600 000 emplois en jeu

Restons lucides : si la consommation de viande n’avait eu que peu à souffrir des scandales à répétition pesant sur les filières (depuis les vaches zinzins des années 1990 jusqu’aux chevaux de laboratoire réputés impropres à la consommation et écoulés dans des boucheries fin décembre 2013, le tableau n’est pas joli-joli), il est fort probable que de garanties sanitaires renforcées et de bien-être animal, on s’en serait battu les steaks. Mais voilà : depuis plusieurs années, la consommation est en baisse constante. Plus ennuyeux quand on y regarde de près : certes, les Français mangent globalement moins de viande, mais ils consomment davantage de viande importée. Selon une étude du ministère de l’Agriculture rendue publique mardi (le jour des logos), le déficit commercial des produits à base de viande de 852 millions d’euros s’est accru de 140 millions du fait d’importations en hausse de 122 millions et d’une baisse des ventes de 16 millions d’euros. Or, de la production à la commercialisation, ce sont 600 000 emplois en jeu : La France possède le premier cheptel bovin d’Europe, elle est aussi le premier producteur de volailles et le troisième producteur de porcs de l’Union.

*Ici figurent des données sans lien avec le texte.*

PR #7375, opened 2025-02-08
Re-enable noBannedTypes Biome rule

junlarsen:
Function is usually frowned upon in TS because it gives no description of what type of function.


mattgodbolt (approved):
Thanks for all these changes!

PR #7378, opened 2025-02-08
Fix #7239: Prefix exeutions with `stdbuf -o0`

### LINKED ISSUE #7239: [BUG]: stdout not collected from a crashing execution
### Describe the bug

Reported in [a linkedin discussion](https://www.linkedin.com/feed/update/urn:li:activity:7277040608915959809?commentUrn=urn%3Ali%3Acomment%3A%28activity%3A7277040608915959809%2C7277052131554082817%29&dashCommentUrn=urn%3Ali%3Afsd_comment%3A%287277052131554082817%2Curn%3Ali%3Aactivity%3A7277040608915959809%29): 
When executing this in CE -
```
#include <iostream>

int main() {
    std::cerr << "aaa\n";
    std::cout << "bbbb\n"; 

    int* ptr = nullptr;
    int x = *ptr;
}
```
Shows just `aaa`. 
This seems to be due to buffering, as if we add to the cout line -
```
    std::cout << "bbbb\n" << std::flush;
```
'bbbb' is shown as well.

Hopefully something can be done about it in node..

### Steps to reproduce

-

### Expected behavior

-

### Reproduction link

https://compiler-explorer.com/z/of49MKWz5

### Screenshots

Not applicable

### Operating System

_No response_

### Browser version

_No response_

OfekShilon:
Please note this adds the anti-stdout-buffering machinery to all executions - *including of the compilers themselves*.  I think this is a good thing.

I (hope I) excluded execution on windows. Are there other needed exceptions?


etc/config/execution.amazonwin.properties
```diff
@@ -1,3 +1,4 @@
 sandboxType=cewrapper
 executionType=cewrapper
 cewrapper=C:/cewrapper/cewrapper.exe
+unbufferStdout=
```
mattgodbolt, line 4: can you put a newline on the end of the file please

etc/config/execution.defaults.properties
```diff
@@ -14,3 +14,7 @@ firejail.profile.wine=etc/firejail/wine.profile
 cewrapper=
 cewrapper.config.sandbox=etc/cewrapper/user-execution.json
 cewrapper.config.execute=etc/cewrapper/compilers-and-tools.json
+
+# Prefix execution with `stdbuf -o0` to have stdout output also for crashing executions.
+# Discussed further in https://github.com/compiler-explorer/compiler-explorer/issues/7239
+unbufferStdout=stdbuf -o0
```
mattgodbolt, line 20: can you put a newline on the file end please (and I need to fix up our pre commits to do this...)

lib/exec.ts
```diff
@@ -91,6 +91,17 @@ export function executeDirect(
         if (command.startsWith('./')) command = path.join(process.cwd(), command);
     }
 
+    const unbufferPrefix = execProps<string>('unbufferStdout', undefined);
+    if (unbufferPrefix) {
+        const splitPrefix = unbufferPrefix.split(' '); // by default ['stdbuf', '-o0']
```
mattgodbolt, line 96: Let's not split on spaces here: we have common-utils' `splitArguments` that handles quoting etc

```suggestion
        const splitPrefix = splitArguments(unbufferPrefix);
```

lib/exec.ts
```diff
@@ -91,6 +91,17 @@ export function executeDirect(
...
+        const argsPrefix = splitPrefix.slice(1); // by default ['-o0']
+        if (fs.existsSync(splitPrefix[0])) {
```
mattgodbolt, line 98: I don't think this works: `fs.existsSync("stdbuf")` will return `false` unless `stdbuf` is in the current directory, which it won't be.

I think you'll need to use `which` (see e.g. `compile.ts`'s code, something like:

```ts
if (!path.isAbsolute(command)) {
  command = await which(command);
}
```
etc

and/or do it at start up only.

mattgodbolt (changes requested):

OfekShilon:
@mattgodbolt  Thanks for reviewing!  You're right on all accounts, of course. Will fix in the near days.

etc/config/execution.defaults.properties
```diff
@@ -14,3 +14,8 @@ firejail.profile.wine=etc/firejail/wine.profile
 cewrapper=
 cewrapper.config.sandbox=etc/cewrapper/user-execution.json
 cewrapper.config.execute=etc/cewrapper/compilers-and-tools.json
+
+# Prefix execution with `stdbuf -o0` to have stdout output also for crashing executions.
+# Discussed further in https://github.com/compiler-explorer/compiler-explorer/issues/7239
+unbufferStdout=stdbuf
```
junlarsen, line 20: Just a nit but maybe we can use unbufferStdoutExe or something to indicate its an executable that's expected?

OfekShilon: You're right, done.

OfekShilon:
> While testing for #7399 locally, I noticed that the “All compilation options” output changed (presumably with this PR): It now includes `-o0` and the path to the compiler executable: 

Thanks for noticing! That's actually an unfortunate side effect of that fix. I'll see if we can omit the `-o0`, as it's not really a compiler option.

mattgodbolt:
This is now live: thanks!

PR #7387, opened 2025-02-11
Re-enable noShadowRestrictedNames Biome rule

junlarsen:
I'm not very opinionated on this, but I think it makes enough sense to do


mattgodbolt (approved):
Agreed, given it's a small change it's worth locking in good behaviour. Thank you

PR #7388, opened 2025-02-12
Use Java 22 for latest Android compilers

kevinjeon-g:
This change updates the Java version used for R8/D8/dex2oat latest to the most recent Java version available to help investigate newer Java features.

### DIFF
--- a/lib/compilers/d8.ts
+++ b/lib/compilers/d8.ts
@@ -70,7 +70,11 @@ export class D8Compiler extends BaseCompiler implements SimpleOutputFilenameComp
         this.jvmSyspropArgRegex = /^-J.*$/;
         this.syspropArgRegex = /^-D.*$/;
 
-        this.javaId = this.compilerProps<string>(`group.${this.compiler.group}.javaId`);
+        this.javaId = this.compilerProps<string>(`compiler.${this.compiler.id}.javaId`);
+        if (!this.javaId) {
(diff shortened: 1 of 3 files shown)


lib/compilers/d8.ts
```diff
@@ -70,7 +70,11 @@ export class D8Compiler extends BaseCompiler implements SimpleOutputFilenameComp
         this.jvmSyspropArgRegex = /^-J.*$/;
         this.syspropArgRegex = /^-D.*$/;
 
-        this.javaId = this.compilerProps<string>(`group.${this.compiler.group}.javaId`);
+        this.javaId = this.compilerProps<string>(`compiler.${this.compiler.id}.javaId`);
```
mattgodbolt, line 73: I'll put  a note referencing the TODO #7150 here... I need to make this the default behaviour. Sorry you had to find out the hard way this doesn't work the way we'd like...

mattgodbolt (approved):
one minor thing...which I'll edit myself

lib/compilers/d8.ts
kevinjeon-g: Yes, I wasn't sure if this was the recommended way to do "use compiler prop if it exists, otherwise use the group prop". I'm glad it was fine—thank you for the quick review!

mattgodbolt:
This is rolling out now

Consommateur : est-ce que le logo motive ?

Foin de chiffres, mais on l’aura compris : faut qu’ça saigne, comme chantait Boris Vian, mais faut qu’ça saigne français ! Là où le bât blesse, c’est que la France est aussi membre actif de l’Union européenne : pas question donc d’introduire une discrimination entre les états sur le mode de production des viandes et de créer une entrave à la libre concurrence. La démarche pour les producteurs sera donc basée sur le volontariat, pas sur une quelconque obligation. Or il ne faut pas se leurrer : souscrire à un mode de production 100%, respectueux et socialement correct va nécessairement induire un surcoût sur le produit final. Un surcoût d’étiquetage, mais aussi, particulièrement pour les produits transformés, l’impossibilité pour les fabricants et les distributeurs de se balader sur les marchés européens à la recherche de la bonne affaire… Au final, une tentative d’assainir la filière oui, mais aussi un coup marketing qui ne portera ses fruits que si le consommateur suit. Or, le pouvoir d’achat est en berne et un énième logo ne sera pas forcément très clair: aujourd’hui, les emballages disparaissent déjà sous des étiquettes et des labels plus ou moins fantaisistes, quand ce n’est pas la tronche béate de l’éleveur posant façon L’Amour est dans le Pré que l’on y voit… Alors ce logo : gadget ou gage d’avenir pour la filière viande ? Réponse dans quelques mois.